ACTIVITY →
Every entry must come back exactly as it was written.

Items listed in a dataset →
:::::
PR #1237, opened 2026-02-19
fix: remove ODEProblem constructor rrules causing Zygote Jacobian accumulation

ChrisRackauckas-Claude:
## Summary

- Remove the two `ChainRulesCore.rrule` definitions for `ODEProblem` and `ODEProblem{iip, T}` constructors in `SciMLBaseChainRulesCoreExt.jl`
:::::
ANSWER BOX →
PR #1237, opened 2026-02-19
fix: remove ODEProblem constructor rrules causing Zygote Jacobian accumulation

ChrisRackauckas-Claude:
## Summary

- Remove the two `ChainRulesCore.rrule` definitions for `ODEProblem` and `ODEProblem{iip, T}` constructors in `SciMLBaseChainRulesCoreExt.jl`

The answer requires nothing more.